WORK REQUIRED » Copy each line below in which the word "only" occurs.

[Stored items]
Issue #3800, opened 2020-10-25
Cannot delete user-created groups


vcs12322:
**Describe the bug**
If I create a group in the new landscape, then when I try to delete the group, it isn't working, and the tile remains and if you try to delete it again, the settings popup doesn't work.

**To Reproduce**
1. Click the Home tile and click the dropdown to create a Group
2. Go to that group's settings and click the red "Delete this group"
3. The group tile remains and when you try to go back to the group settings, there's an error saying:
“e.group is undefined”
Stacktrace:
jv@http://localhost:8080/~landscape/js/bundle/index.24abd83f9c469aff2e02.js:461:251976
Zo@http://localhost:8080/~landscape/js/bundle/index.24abd83f9c469aff2e02.js:314:57929
gs@http://localhost:8080/~landscape/js/bundle/index.24abd83f9c469aff2e02.js:314:104168
cl@http://localhost:8080/~landscape/js/bundle/index.24abd83f9c469aff2e02.js:314:96718
sl@http://localhost:8080/~landscape/js/bundle/index.24abd83f9c469aff2e02.js:314:96641
Qs@http://localhost:8080/~landscape/js/bundle/index.24abd83f9c469aff2e02.js:314:93671
Wi/<@http://localhost:8080/~landscape/js/bundle/index.24abd83f9c469aff2e02.js:314:45313
t.unstable_runWithPriority@http://localhost:8080/~landscape/js/bundle/index.24abd83f9c469aff2e02.js:322:3844
Hi@http://localhost:8080/~landscape/js/bundle/index.24abd83f9c469aff2e02.js:314:45022
Wi@http://localhost:8080/~landscape/js/bundle/index.24abd83f9c469aff2e02.js:314:45260
Ui@http://localhost:8080/~landscape/js/bundle/index.24abd83f9c469aff2e02.js:314:45193
A@http://localhost:8080/~landscape/js/bundle/index.24abd83f9c469aff2e02.js:314:114342
Kt@http://localhost:8080/~landscape/js/bundle/index.24abd83f9c469aff2e02.js:314:22724

**Expected behavior**
I expected the group to be deleted.

**Desktop (please complete the following information):**
Pop OS 20.04
Firefox
~[0vj.qold4.9lvpo.19vs5.ighng.hgov7.1bbq9.87ks3.eeo4m.28moq.akkc6]

matildepark:
[...]

Issue #2992, opened 2020-06-08
metadata-store: retains group metadata after deletion


galenwp:
**Describe the bug**
When I go to filter on the 'Tlon' group, I see two results. Since we migrated the group at one point, I think this is the old one. But it no longer exists in my 'all groups' view.

**To Reproduce**
This seems specific to the Tlon group, and not to any deleted group

1. Click on the 'all groups' dropdown
2. Filter on 'Tlon'
3. See 'Tlon' twice
4. Click on the 'wrong' one and have the filter just make all groups disappear

**Expected behavior**
There should only be one Tlon group, since I'm only in one.

**Screenshots**
<img width="209" alt="Screen Shot 2020-06-08 at 6 04 54 AM" src="https://user-images.githubusercontent.com/1467211/84033966-81e47e00-a94e-11ea-9765-ce6c70562a6c.png">
<img width="323" alt="Screen Shot 2020-06-08 at 6 01 21 AM" src="https://user-images.githubusercontent.com/1467211/84033970-827d1480-a94e-11ea-8b49-cdf6374ee4c1.png">

While we're at it, it'd be nice if we didn't spellcheck the group name in the filter box.

matildepark:
We're clearly retaining the `metadata-store` entry for the group (which is what we search through in that component). @loganallenc comments on appropriate behaviour?

matildepark:
Amending title because this is a metadata-store issue and the group filter is no longer in Landscape.

matildepark:
Bumping this a bit because it's more pressing in our current groups layout, where links to the group persist but lead nowhere. @tacryt-socryp let's chat about how some of the metadata work you're thinking about might incorporate this?

matildepark:
Implicit part of the modernisation work in urbit/landscape#72.

tacryt-socryp:
Fixed in #4044.

ycl924:
I have metadata remaining from groups I left, and :metadata-store [%cleanup /~ship/groupname] isn't helping (it still shows up on the debug page). I think that's what preventing me from rejoining the groups as stated in the other issue. What can I do?

matildepark:
Given that all paths you're providing are seemingly doing *nothing* it's possible you're passing the wrong paths. That said I'm unsure a cleanup is necessary here. Metadata won't prohibit a group join.

tacryt-socryp:
@ycl924 you could try [%cleanup /ship/~insert-ship/insert-group]

[...]

PR #3810, opened 2020-10-27
launch: filter out metadata for deleted groups

matildepark:
A front-end fix for #3800 until urbit/landscape#72 lands.

The launch screen iterates through `associations.contacts` to list group tiles; by using our metadata-store instead of the group-store, it inherits the "group metadata isn't deleted" bug in #2992. To the user, this is confusing — groups they're kicked out of and groups they delete alike will still persist on the launch screen (but groups they manually leave will correctly tell metadata-store to delete the data?), so it appears as though the group itself cannot be deleted.

This PR passes our groups into that logic and filters the metadata to verify we only list groups we currently actually have.

### DIFF
--- a/pkg/interface/src/views/apps/launch/app.js
+++ b/pkg/interface/src/views/apps/launch/app.js
@@ -76,7 +76,11 @@ export default class LaunchApp extends React.Component {
               weather={props.weather}
             />
           </Box>
-          <Groups associations={props.associations} invites={props.invites} api={props.api} />
+          <Groups
+            associations={props.associations}
+            groups={props.groups}
+            invites={props.invites}
+            api={props.api} />
         </Box>
         <Box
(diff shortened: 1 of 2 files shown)


liam-fitzgerald (approved):

tacryt-socryp:
We should be able to remove these entries using the same logic but in a hoon generator.

matildepark:
> We should be able to remove these entries using the same logic but in a hoon generator.

1. This is such a widespread issue that it should be done network-wide.
2. I consider it secondary work alongside the modernisation work for metadata-store.
3. In the meantime we need something out sooner than later to fix the UX here.

tacryt-socryp:
Yes, I think it should be done in conjunction with this JS work, not instead of it.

WORKED SOLUTION »
There should only be one Tlon group, since I'm only in one.
This PR passes our groups into that logic and filters the metadata to verify we only list groups we currently actually have.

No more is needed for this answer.